● WORK ORDER: Output every line from the beginning of the records through the line that contains "https://fsl.fmrib.ox.ac.uk/fsl/fslwiki/eddy", exactly as it appears.
○ ○ ○ ○
Issue #1138, opened 2017-09-23
dwipreproc with half sphere sampling


neurolabusc:
I tried dwipreproc with historical data where only half-sphere sampling was used and there was no reverse phase encoding. I was surprised that the script selected eddy instead of the older eddy_correct, as this is discouraged
  https://fsl.fmrib.ox.ac.uk/fsl/fslwiki/eddy
I think it would be great if the dwipreproc script included logic that if the user selects -rpe_none it either generates a warning or uses eddy if sampling is on the half sphere. Off the top of my head, I think you could detect a half sphere by computing the mean of bvec - if this is zero it is a whole sphere, if not normalize the length and compute find the bvec with the largest cross product. Alternatively, the [documentation](http://mrtrix.readthedocs.io/en/latest/reference/scripts/dwipreproc.html) could be enhanced to describe warn users to avoid this situation.

Lestropie:
It's discouraged to use half-sphere sampling at the acquisition stage, but personally I wouldn't interpret from that documentation that `eddy_correct` is recommended over `eddy` in that instance. Indeed I suspect it wouldn't be the case, and I doubt FMRIB would recommend as such; this is particularly true for higher *b*-values, where `eddy_correct` can cause more problems than it solves (since it doesn't predict the signal for a particular diffusion direction before performing the registration, so the image contrast between target and source can vary markedly).

It might be possible to automate the inclusion of `--slm=linear` in the case of a half-sphere acquisition as suggested in that linked page; but that can already be provided by the user, by utilising the `-eddy_options` command-line option in `dwipreproc`.

neurolabusc:
OK, automatically detecting this or changing the documentation to suggest `-eddy_options " --slm=linear "` sound like reasonable solutions.

jdtournier:
I just contacted Jesper Andersson about this to get his opinion, here's what he has to say:

> Yes, it sounds like Chris is a little overcautious. It is a good idea to sample on the whole sphere, and we encourage new protocols like that. That does not mean that eddy doesn’t work when sampled on the half sphere. But there are some gotchas to be aware of.
>
[...]

PR #1157, opened 2017-10-04
dirstat enhancements

jdtournier:
- Add report on symmetry of sampling, as discussed in #1138. This is the norm of the mean direction vector. Ideal value is zero, 0.5 is half-spherical sampling. Potentially useful for determining resilience to eddy-current induced distortions after correction with EDDY, and whether `--slm=linear` option to EDDY is warranted. 

- Add options for more fine-grained queries. Can select which section to report, by default everything is shown. As soon as a section is requested, all others are suppressed (unless also explicitly requested). Combine with `-quiet` for script-friendly output. Examples below.

- Add ability to read directions directly from an image, in addition to existing functionality (text file with 2 columns: [ az el ] pairs; 3 columns: [ X Y Z ] Cartesian vectors; 4+ columns: full gradient file with per-shell breakdown). 

Here's the full output on some old data I have:
```ShellSession
$ dirstat.exe ~/test_data/dwi.mif
dirstat: [WARNING] The following image volumes were not successfully assigned to a b-value shell:
dirstat: [WARNING] 15 (150.90495101627999), 36 (2357.8614957466802), 43 (234.15662571675)
C:/msys64/home/donald/test_data/dwi.mif (b=0.3149276342462895) [ 19 directions ]

    nearest-neighbour angles: mean = 87.2037, range [ 63.435 - 90 ]
    energy: total = inf, mean = inf, range [ 35.5388 - inf ]

    nearest-neighbour angles: mean = 87.2037, range [ 63.435 - 90 ]
    energy: total = inf, mean = inf, range [ 17.9511 - inf ]

  Spherical Harmonic fit:
    condition numbers for lmax = 2 -> 4: nan nan

  Symmetry of sampling:
    norm of mean direction vector = 0.0895422

C:/msys64/home/donald/test_data/dwi.mif (b=2983.5983574174184) [ 145 directions ]

    nearest-neighbour angles: mean = 12.0546, range [ 11.6942 - 12.3965 ]
    energy: total = 19649.5, mean = 271.027, range [ 264.074 - 274.567 ]

    nearest-neighbour angles: mean = 12.0555, range [ 11.6942 - 12.3965 ]
    energy: total = 12215.9, mean = 168.495, range [ 136.479 - 190.181 ]

  Spherical Harmonic fit:
    condition numbers for lmax = 2 -> 14: 1.05562 1.11509 1.19363 1.32383 1.5707 2.01918 3.10022

  Symmetry of sampling:
    norm of mean direction vector = 0.516308
    WARNING: sampling is strongly asymmetric - this may affect resiliance to eddy-current distortions
```
Note that it picks up on a couple of corrupt direction vectors (an old bug in the Siemens DICOM export, long since fixed), and provides a per-shell breakdown (not so useful for the b=0 shell, I'll admit). It also points out straight away that this is half-sphere sampling (I'd forgotten about that...). 

Here's a more script-friendly output, requesting just the mean nearest-neighbour angle assuming a bipolar electrostatic repulsion model, and the symmetry index for the b=3000 shell:
```ShellSession
$ dirstat.exe ~/test_data/dwi.mif -quiet -shell 3000 -bipolar -mean -nearest -sym
12.0546
0.516308
```

Hopefully that'll prove useful...?


thijsdhollander:
```
thijs@bri-pub-59:~/mrtrix3$ dirstat ~/Desktop/schemes/Skyra/dirs.txt 
/home/thijs/Desktop/schemes/Skyra/dirs.txt [ 64 directions ]

    nearest-neighbour angles: mean = 18.0604, range [ 17.5494 - 18.8115 ]
    energy: total = 3680.75, mean = 115.023, range [ 114.836 - 115.416 ]

    nearest-neighbour angles: mean = 19.1285, range [ 17.5614 - 22.0865 ]
    energy: total = 1784.69, mean = 55.7716, range [ 54.3991 - 57.2621 ]

  Spherical Harmonic fit:
    condition numbers for lmax = 2 -> 8: 1.00912 1.022 1.03874 1.09274 

  Symmetry of sampling:
    norm of mean direction vector = 0.0046772
```

Good to know it was worth the effort to re-design our standard acquisition scheme over here.  :wink:  Looks like I did a decent job. :blush: 

Note: when I ran this, it was only on a file that had the directions for the non-bzero shell.  Running it on the final scheme with the interspersed bzeros also gives this complete output for the bzero shell, which is indeed completely useless, and a bit weird/confusing as well (due to `nan` values for condition numbers, and `inf` values for the energy range upper value, etc...).  Maybe we should just not output all those stats for a b=0 "shell".  The output could still mention its presence and number of "directions" (images/entries) though.

Lestropie:
- Given the effort of naming commands based on their input / output data & operations, seems unusual to have one command with the `dir*` prefix able to receive an image as output, but not all of them. Moreover, the diffusion gradient table isn't the only potential source of a direction scheme from an image: Consider for example `sh2amp` [writing](https://github.com/MRtrix3/mrtrix3/blob/master/cmd/sh2amp.cpp#L109) a "directions" key-value field to the output header. Would not have thought a `mrinfo -dwgrad` or `-export_grad_mrtrix` before `dirstat` was expecting too much from a user :-/

- Output for a *b*=0 shell definitely needs to be switched off, or reduced to just a count.

- The command-line options are inconsistent with other "script-friendly" capabilities e.g. `mrinfo`. There you either don't request a specific field, and get a pretty-printed output to `stderr`, or you do request a specific field, and get just the value(s) of that field only on `stdout`.
With these changes, using one or more (but not all) of the command-line options to get only a subset of fields, but then still pretty-printing those results, isn't really providing any capability over and above the default usage; it's just masking certain fields from the pretty printout. Having to combine those options with the `-quiet` option to access just the values for reading via a script, as well as receiving those values on `stderr` rather than `stdout`, feels unusual to me.

jdtournier:
OK, coming back to this after a slightly manic couple of weeks...

> - Given the effort of naming commands based on their input / output data & operations, seems unusual to have one command with the dir* prefix able to receive an image as output, but not all of them. Moreover, the diffusion gradient table isn't the only potential source of a direction scheme from an image: Consider for example sh2amp writing a "directions" key-value field to the output header. Would not have thought a mrinfo -dwgrad or -export_grad_mrtrix before dirstat was expecting too much from a user :-/

I see your point, but one of the the usefulness of `dirstat` in practice is to inspect the DW gradient in random datasets - I suspect that this will prove to be the single most common use case for general users. While it is perfectly possible to export the table to file and run the command on that, it is simply more convenient to allow it to run directly on the image. And I don't think it makes the command any less ambiguous - sure, it'll only look for the `dw_scheme`, but it's still perfectly possible to extract the other potential candidates from the header in those rare cases where that might be needed. I'm not massively fussed either way, but I do this often enough that I personally find the added convenience worthwhile. 

> - Output for a b=0 shell definitely needs to be switched off, or reduced to just a count.

OK, I have no issues with reducing the amount of output to the bare essentials for b=0 (i.e. only the stuff that makes sense, which is basically the number of volumes). But I'm not sure how to handle small _b_ shells (e.g. in my previous output, b=0.3149276342462895) - I think I'd rather keep providing the full information there, even if it would in most cases be pretty meaningless. The issue there being that sometimes that information may be desired by the user. If it can be computed, then I think it should... 

> - The command-line options are inconsistent with other "script-friendly" capabilities e.g. mrinfo. There you either don't request a specific field, and get a pretty-printed output to stderr, or you do request a specific field, and get just the value(s) of that field only on stdout.
> With these changes, using one or more (but not all) of the command-line options to get only a subset of fields, but then still pretty-printing those results, isn't really providing any capability over and above the default usage; it's just masking certain fields from the pretty printout. Having to combine those options with the -quiet option to access just the values for reading via a script, as well as receiving those values on stderr rather than stdout, feels unusual to me.

Sure, happy to re-think the interface. Only slight issue is that requesting e.g. the mean nearest-neighbour angle and its range, and the energy per shell for both uni and bipolar models on a multi-shell scheme will dump a lot of information out, and it's not obvious what's what. With the current approach, you can check what you're getting before suppressing the verbose output. Maybe we could add a switch to turn on the verbose selective output instead...?

thijsdhollander:
> I see your point, but one of the usefulness of dirstat in practice is to inspect the DW gradient in random datasets - I suspect that this will prove to be the single most common use case for general users. While it is perfectly possible to export the table to file and run the command on that, it is simply more convenient to allow it to run directly on the image.

I also vote for convenience.  The command could output a warning that mentions it only uses the DW gradient table in this scenario, and no other kinds of direction sets that may be present in other header entries; but I doubt that even that is needed.  The intuition of the most common/sensible scenario speaks for itself here, I reckon.

> OK, I have no issues with reducing the amount of output to the bare essentials for b=0 (i.e. only the stuff that makes sense, which is basically the number of volumes). But I'm not sure how to handle small b shells (e.g. in my previous output, b=0.3149276342462895) - I think I'd rather keep providing the full information there, even if it would in most cases be pretty meaningless. The issue there being that sometimes that information may be desired by the user. If it can be computed, then I think it should...

Hmm, not sure.  We do use certain definition(s) of what is a b=0 "shell" here and there.  `dwiextract -bzero` uses a default of <10 equals bzero, or the config file entry "BZeroThreshold" to override it in case the software is set up to deal with some very unusual data.  That has worked pretty well for all scenarios that need the b=0 separately for "special" purposes.  Why not use the same criterium/mechanism for `dirstat`?  For reference: https://github.com/MRtrix3/mrtrix3/blob/master/cmd/dwiextract.cpp#L77 

...and if really needed (e.g. a scenario that deviates from what is, I reckon, a sensible default), the user can still extract the scheme and just feed the b=0 part of the directions separately to `dirstat`.  This may sound less convenient again, but that's ok if we think of it as a less default scenario.  I fully value the convenience argument (see my previous point as well), but only for a sensible "default" scenario.  By default, a b-value less than 10 is _reasonable_ to regard as essentially a b=0, and then the output shouldn't be cluttered by confusing, well, essentially nonsense (with all the artificial NaNs, etc...).  I think we're otherwise going to get a range of confused users on the forum that `dirstat`'ed their single-shell dataset, with half of the output being that confusing b=0 bit.

Another compromise could be a "`-full`" or something-kind-of option to `dirstat` that doesn't compress the b=0 bit of the output to a minimal one-liner?  That would still allow for convenience in that scenario, while not intervening with the (what I reckon is the more sensible) default scenario.

thijsdhollander:
> Hmm, not sure. We do use certain definition(s) of what is a b=0 "shell" here and there.

A further argument to my ramblings on how we treat the b=0 data exceptionally in other places, one that I just stumbled upon / got reminded of again: opening DWI data via the "ODF display" tool's functionality to show amplitude ("dixel") data, one can select the shell in the tool's interface, but the b=0 data is not an option in the "shell" drop down menu.  That's fine, by the way; this again makes full sense to me, given that the b=0 data isn't expected to be "angular" in nature.

Lestropie:
> opening DWI data via the "ODF display" tool ... the b=0 data is not an option in the "shell" drop down menu

That's probably laziness as much as anything else: The input data couldn't be used as-is, the tool would need to generate a sphere and then duplicate the mean *b*=0 data for all vertices. So I didn't bother. :man_shrugging:

thijsdhollander:
> That's probably laziness as much as anything else

Good feature though. :wink: 

> the tool would need to generate a sphere and then duplicate the mean b=0 data for all vertices

That would in a way already be a fit in principle, rather than directly displaying the data (which is what the "dixel" visualisation's main goal is, I would reason).  Just to conclude that the b=0 would again need different/special treatment to make it even sensible in the context of this tool.  But that the more sensible thing to do is probably not offer an option to select it here at all, since it would probably only confuse people.

jdtournier:
OK, come to think of it, if the user _really_ wants stats for the _b_=0 shell, we could allow them to request them via the `-shell 0` option. So that would mean we don't need to display the _b_=0 shell by default, and use the default interpretation of shells. I'll work on that when I find the time. Hopefully that would be OK with everyone...?

thijsdhollander:
> OK, come to think of it, if the user really wants stats for the b=0 shell, we could allow them to request them via the -shell 0 option. So that would mean we don't need to display the b=0 shell by default, and use the default interpretation of shells.

That's even better than a "special" `-full`, `-complete` or something option.  Sounds perfect! :+1:

Lestropie:
I'm happy for `dirstat` to take images as input now; the practicality beats out the naming nomenclature. I would however like the reporting of specific fields to behave more like `mrinfo` / `mrstats`. I'll also integrate this test into `dwipreproc` to check acquisition schemes (ran into precisely such data today) as part of this PR, but the interface needs to be finalised before I can do that. Using `-shells 0[,...]` to override hiding the *b*=0 stats sounds good too.

jdtournier:
OK, I think these latest changes will probably be sufficient now. I reckon the `-output` option I've added probably behaves much more in line with expectations now... Also added quite a bit of documentation while I was at it.

Lestropie:
@jdtournier: Make sure you're happy with 9f883e8. Otherwise your changes are spot-on.

jdtournier:
More than happy with your suggestions. Just fixed the outstanding memalign issue, I'll merge as soon as testing works out.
○ ○ ○ ○
● REPLY TO THE EXERCISE:
Issue #1138, opened 2017-09-23
dwipreproc with half sphere sampling


neurolabusc:
I tried dwipreproc with historical data where only half-sphere sampling was used and there was no reverse phase encoding. I was surprised that the script selected eddy instead of the older eddy_correct, as this is discouraged
  https://fsl.fmrib.ox.ac.uk/fsl/fslwiki/eddy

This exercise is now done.